CS174 Project Milestone

Smart NBA Outcome Prediction System

Fanghao Chen


    Introduction:

    NBA is regarded as one of core constituents of modern professional sports with around $4.1 billion dollars of revenue in the 2010-2011 season [1]. Meanwhile, professional betting, which is another billion dollar industry, greatly depends on the accurate game outcome prediction [2]. The goal of this project is implementing Machine Learning algorithms to predict outcome of a game/series by given two NBA teams' statistics.


    Dataset:

    The NBA dataset is downloaded from www.databasebasketball.com. The raw data contains the year-long NBA statistics of players, teams and coaches for both regular seasons and playoffs. I only use data of seasons 2008-2009 through 2009-2010 due to the consistency, since whole NBA league kept changing because of old team quitting and new team joining since 2000s.


    In this project, the regular season team stats are used as X. There are 32 features in total including offensive and defensive statistics, pace and wins of that specific season. Intuitively, a team's offensive stats are the stats "earned" from the opponents, while a team's defensive stats are the stats "earned" by the opponents. In addition, I found several dominant features of game accuracy prediction, such as wins for each team, defensive assists, defensive points, defensive field goals made and offensive rebound in previous season.

    Table 1. Top 5 dominant features of team statistics.
    Features wins d_ast d_pts d_fgm o_reb
    Accuracy 0.6939 0.6293 0.6199 0.613 0.611

    Y is the series outcome of two teams. For example, Boston Celtics plays two games against Los Angeles Lakers in their series. If Celtics wins two games, the series outcome of Celtics is 1, the opposite is 0. However, if they draw, the series outcome will be determined by the most dominant feature, i.e. wins for each team in previous season. The series outcome will be 1 of the team with higher wins rate. Due to lack of the accumulative season data from the database, it is only possible to use series outcome instead of game outcome as Y. In other words, it is impossible using same X data to predict game results of 1 win and 1 lose. That's a limitation of the dataset which I will talk in the later part.
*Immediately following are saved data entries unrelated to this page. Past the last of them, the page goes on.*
Issue #2897, opened 2020-01-12
Cleanup FixedPrecisionTensor


iamtrask:
**Describe the bug**
FixedPrecision tensor has become a catch-all for a myraid of functionality which have nothing to do with fixing precision. At present it seems to include:

0) The ability to model Fixed Precision Numbers using underlying Integer representations
1) BigInt functionality allowing for large precision
2) Convolutional functionality
3) many references to specific subclass types (such as AdditiveSharingTensor).
4) an implementation of pow() which seems unrelated to FixedPrecisionRepresentation
5) Newton-shulz inversion
6) approximation of exponentiation
7) approximation of sigmoid
8) approximation of log
9) etc...

All functionality other than (0) should be removed from this class and refactored into appropriate other classes.

iamtrask:
I will begin working on a properly decoupled BigInt tensor

LaRiffle:
That's right!
1. So actually once you are in Fixed-precision, you can't do anymore pow, exp, simoid, log, inversion the way you did previously, so you have to redefine them, and I'd say this is the good place.
2. Less important, some functions like Convolutional should indeed be put in our dedicated `nn` module where rnn already lies.
3. Having references to AdditiveSharingTensor is *super* annoying, but from our design seems hard to avoid, since we want to operate tensors with different types (FPT & AST)

Actually, we could follow the design principle of another lib and define fixed-precision not as a tensor type but as an encoder which is attached to a tensor. This sounds weird but:
- It reconciliate FPT & AST in a single type and solves 3.
- It diminishes the number of tensors types and reduces the tensor chain size
- It is more readable for non-expert users

To avoid the limitation of having to redefine the encoder for the HomomorphicTensor, etc, encoder could be supplied by a inheritance mechanism, but then @karlhigley is not going to be happy lol

In a nutshell
- I don't think 1. is that of a problem
- Issue 2. can be solved easily
- Issue 3. needs more intelligence, to make for example the mul function of FPT readable

karlhigley:
My only ask would be to supply the encoder as a constructor param with a default value (instead of as an additional parent class via inheritance.) 🙂

iamtrask:
I don't see the semantic difference between an encoder and a tensor type
(something used in our tensor chain).

karlhigley:
I'm not sure I fully understand it either, just chiming in on the point about inheritance. 😄

LaRiffle:
[...]

PR #3195, opened 2020-03-14
Add dropout support for SMPC

### LINKED ISSUE #2500: Dropout is currently not supported for SMPC

sukhadj:
fixes #2500 .
Currently using dropout function specified on ref. https://stackoverflow.com/questions/54109617/implementing-dropout-from-scratch. 
More robust implementation to be added.
This code block is yet to be tested.

### DIFF
--- a/syft/frameworks/torch/tensors/interpreters/precision.py
+++ b/syft/frameworks/torch/tensors/interpreters/precision.py
@@ -864,6 +864,10 @@ class FixedPrecisionTensor(AbstractTensor):
                             .child
                         )
 
+                        if inplace:
+                            input = input * noise
+                            return input
+
                         return input * noise
 
                     return input
--- a/syft/frameworks/torch/tensors/interpreters/precision.py
+++ b/syft/frameworks/torch/tensors/interpreters/precision.py
@@ -860,7 +860,7 @@ class FixedPrecisionTensor(AbstractTensor):
                                 binomial.sample(input.shape).type(torch.FloatTensor)
                                 * (1.0 / (1.0 - p))
                             )
-                            .fix_prec()
+                            .fix_prec(**input.get_class_attributes())
                             .child
                         )
 
--- a/syft/frameworks/torch/tensors/interpreters/precision.py
+++ b/syft/frameworks/torch/tensors/interpreters/precision.py
@@ -845,6 +845,31 @@ class FixedPrecisionTensor(AbstractTensor):
 
                 module.linear = linear
 
+                def dropout(input, p=0.5, training=True, inplace=False):
+                    """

    Figure 1. Training and test set of the prediction system.

    Algorithms:

    In order to get a better understanding of the prediction accuracy, I examined several related work of game outcome prediction. Michael et al. [3] reported up to 73% accuracy to predict NBA games when using linear regression. Hamadani [4] used logistic regression to predict NFL games with accuracy of 64.8%. Radha-Krishna [5] predicted soccer matches with accuracy of 65.5% when using neural networks. In this project, I plan to implement 5 machine learning binary classification methods.


    Results:

    I provided the prediction results of the four implemented algorithms. From the table below, all methods achieve a very satisfied series prediction accuracy except linear regression. However, the game prediction accuracy drops a lot due to the collected data limitation. Overall, the AdaBoost seems to be the best classification algorithms in both game and series prediction.



    Table 2. Accuracy comparison on test set.
    Algorithms Linear Logistic AdaBoost KNN
    Games Prediction Accuracy 0.661 0.6797 0.7016 0.6894
    Series Prediction Accuracy 0.5655 0.8368 0.8966 0.8506

    In this project I assume that if a team wins a series, it wins all the games in that series. Clearly, a bad case is the draw in series which can only give me a fixed 50% game prediction accuracy. Therefore, I tried to use KNN to classify the series win/lose/draw results instead of the original win/lose results. Still if a team wins or loses a series, it wins or loses all the games. But if the team draws in a series, it wins and loses equal number of games. The below figure shows the result of this proposed series model instead of the binary classification model. Although the games prediction accuracy increased a little, the series accuracy drops approximately 60% compared to the win/lose model. Because I haven't implemented Neural Networks yet, it is hard to determine whether use this win/lose/draw model or win/lose model to predict game outcomes at this time.



    Limitations:


    Future Work:


    Reference:

    [1] Sports Industry Overview
    [2] McMurray, S. (1995). Basketball's new high-tech guru. U.S. News and World Report, December 11, 1995, pp 79 - 80.
    [3] Michael Papamichael, Matthew Beckler and Hongfei Wang, NBA Oracle, 2009.
    [4] Babak, Hamadani. Predicting the outcome of NFL games using machine learning. Project Report for CS229, Stanford University.
    [5] Balla, Radha-Krishna. Soccer Match Result Prediction using Neural Networks. Project report for CS534.
    [6] Alan McCabe, An Artificially Intelligent Sports Tipper, in Proceedings : 15th Australian Joint Conference on Artificial Intelligence, 2002.
    [7] Yoav Freund, Robert E. Schapire. "A Decision-Theoretic Generalization of on-Line Learning and an Application to Boosting", 1995.
    [8] Paul A. Viola, Michael J. Jones, "Robust Real-Time Face Detection", ICCV 2001, Vol. 2, pp. 747.